By: Mark Glennon*
If the argument made by a coalition of public pensions in their court filing last week is correct (or if pension-friendy judges simply want to rule that its’ correct), then the best and only plausible defense the state has for upholding pension reform will have been lost without ever having been presented. Then, it will be fairly be asked why that defense wasn’t asserted earlier, and whether the Attorney General’s office was out-maneuvered.
The issue is whether, strictly as matter of law, an exception can be made to the plain language of the Illinois Constitution that prohibits diminishment or impairment of pension benefits based on what’s been called the “police power” or “reserved sovereign powers” defense. That’s the state’s defense that, because it’s broke, it cannot afford to pay for both pensions and fundamental state services, so pensions must be cut.
Never mind for now whether, as a factual matter, that argument is persuasive. That fact issue matters only if the state can convince the courts that the defense can properly be raised as a matter of law. The Illinois Attorney General has been preparing the factual argument, probably at great expense, with the help of economists it would use in expert testimony.
But last Thursday that coalition of unions filed a motion seeking an immediate ruling for a judgment on the pleadings and to strike that police powers defense. In other words, purely as a matter of law, they argue, the defense cannot be raised. If granted and upheld, the motion would effectively mean benefit reductions in any state or local pensions are unconstitutional. No exceptions. Case closed. The full text of the motion is linked here.
The key here is that the motion is based very heavily on the Illinois Supreme Court’s recent Kanerva ruling that held that healthcare subsidies are constitutionally protected just like pension benefits. But the court’s opinion is much more sweeping than that. It’s expansive language allows for no exceptions to the prohibition on diminishment or impairment, as the unions describe it. The unions cite other earlier cases for their position, too, but it’s the Kanerva opinion that makes their case, as they see it. Kanerva “forecloses as a matter of law” any attempt by the state to uses its “reserved sovereign powers” to override the pension protection clause, they say.
The problem is that the Attorney General, as the state’s lawyer, didn’t raise the police power defense in the Kanerva case — not the legal issue or the factual issue. Nor, as far as I have found, did the she even ask in Kanerva that any ruling there should be made subject to any later rulings on the legal permissibility of that defense. So, the state has never presented research, reasoning or oral arguments on the issue. That’s just tough luck if the union’s motion is granted based on Kanerva. The courts will have disposed of the issue on their own.

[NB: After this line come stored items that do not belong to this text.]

PR #686, opened 2019-03-15
Move set type out of PyContext

skinny121:
The main motivation to move type initialisation/declaration out of PyContext is to allow a closer alignment with extension and library types, which can be implemented the exact same way. With this change, the only thing that makes set a special type(with the implementation) is that it is part of builtins module.

### DIFF
--- a/vm/src/builtins.rs
+++ b/vm/src/builtins.rs
@@ -19,7 +19,8 @@ use crate::obj::objtype;
 
 use crate::frame::Scope;
 use crate::pyobject::{
-    AttributeProtocol, IdProtocol, PyContext, PyFuncArgs, PyObjectRef, PyImmutableClass, PyResult, TypeProtocol,
+    AttributeProtocol, IdProtocol, PyContext, PyFuncArgs, PyImmutableClass, PyObjectRef, PyResult,
+    TypeProtocol,
 };
 
 #[cfg(not(target_arch = "wasm32"))]
--- a/vm/src/builtins.rs
+++ b/vm/src/builtins.rs
@@ -19,7 +19,7 @@ use crate::obj::objtype;
 
 use crate::frame::Scope;
 use crate::pyobject::{
-    AttributeProtocol, IdProtocol, PyContext, PyFuncArgs, PyObjectRef, PyResult, TypeProtocol,
+    AttributeProtocol, IdProtocol, PyContext, PyFuncArgs, PyObjectRef, PyImmutableClass, PyResult, TypeProtocol,
 };
 
 #[cfg(not(target_arch = "wasm32"))]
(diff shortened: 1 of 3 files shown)


vm/src/pyobject.rs
```diff
@@ -1599,6 +1625,33 @@ pub trait PyValue: fmt::Debug + Sized + 'static {
     }
 }
 
+pub trait PyImmutableClass: PyValue {
```
OddCoincidence: What's the reason for this being a separate trait from `PyValue`?

skinny121: My initial thought was that as PyValue::class required the VM, then not all PyValue types are immutable/can be shared between VMs. But depending on what we want the VM/PyContext distinction to be, these methods might move into PyValue.

OddCoincidence: I think they should be part of `PyValue` either way. From the point of view of the VM, they are all "immutable" (i.e. only accessible via shared refs).

skinny121: If I move 
```rust
fn create_type(ctx: &PyContext) -> PyClassRef;
```
Into PyValue then how is that going to work for Regex? As it requires the VM to get the type.

OddCoincidence: It currently uses the vm, but wouldn't everything be moved to use these `get_type` / `set_type` methods you added to `PyContext`? I don't see any reason to have two different ways to register built-in types.

vm/src/builtins.rs
```diff
@@ -793,7 +795,7 @@ pub fn make_module(ctx: &PyContext) -> PyObjectRef {
         "repr" => ctx.new_rustfunc(builtin_repr),
         "reversed" => ctx.new_rustfunc(builtin_reversed),
         "round" => ctx.new_rustfunc(builtin_round),
-        "set" => ctx.set_type(),
+        "set" => objset::PySet::class_from_ctx(ctx),
```
windelbouwman: I would prefer here: `vm.types.set_type()`. I think it is okay to have a collection of builtin types stored in some struct, like the exceptions.

vm/src/obj/objset.rs
```diff
@@ -71,143 +124,85 @@ fn insert_into_set(
...
-    arg_check!(vm, args, required = [(o, Some(vm.ctx.set_type()))]);
-
-    let elements = get_elements(o);
-    let s = if elements.is_empty() {
+fn set_repr(set: PySetRef, vm: &mut VirtualMachine) -> PyResult<String> {
+    let elements = set.elements.borrow();
+    Ok(if elements.is_empty() {
         "set()".to_string()
-    } else if let Some(_guard) = ReprGuard::enter(o) {
+    } else if let Some(_guard) = ReprGuard::enter(set.as_object()) {
```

My reaction upon reading Kanerva was just that: What? No mention at all of the police powers defense? Why not and what’s the consequence? Why didn’t Ms. Madigan and her staff of fellow pensioners, representing taxpayers like me, at least secure some reservation from the court on the question of whether the defense is legally permissible if proved? That’s essentially what I wrote in this article after the decision.
Well, that’s apparently how the unions’ lawyers reacted, too, except giddily. Kanerva handed them the opportunity to close the books on the issue without ever letting the the state make its case to the courts.
The state no doubt will raise the defense in response to the motion, and say its exactly because it never presented the police power defense in Kanerva that the issue remains open. Maybe that’s procedurally correct, but the courts may do what the unions have asked by summarily disposing of the issue based on Kanerva. Also, this is more than a technical issue of procedure because it certainly will put the courts in an awkward position. With an apparently sweeping Supreme Court opinion allowing for no defenses or exception issued just last month, would they really now go back and and undo it? Probably not, the unions evidently think, and they’ve been winning so far.
In any event, this much is absolutely clear: If the unions’ motion is granted based on the Kanerva opinion, the police powers defense to pension reform will have been killed with no court ever having heard any argument on it or on why it should rightly be heard. And taxpayers will be asking, “how could that have happened?”
*Mark Glennon is founder of WirePoints, Inc.